===== Data excerpt

PR #2266, opened 2026-08-19
Content Security Policy (CSP) module

sdelamo:
This PR adds a more robust CSP support. I will deprecates the [CSP support  of Micronaut Views](https://micronaut-projects.github.io/micronaut-views/latest/guide/index.html#csp)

==========

▸ **Exercise goal**:
Could the data above be returned exactly as it stands?

▸ **Reply to the task**:
PR #2266, opened 2026-08-19
Content Security Policy (CSP) module

sdelamo:
This PR adds a more robust CSP support. I will deprecates the [CSP support  of Micronaut Views](https://micronaut-projects.github.io/micronaut-views/latest/guide/index.html#csp)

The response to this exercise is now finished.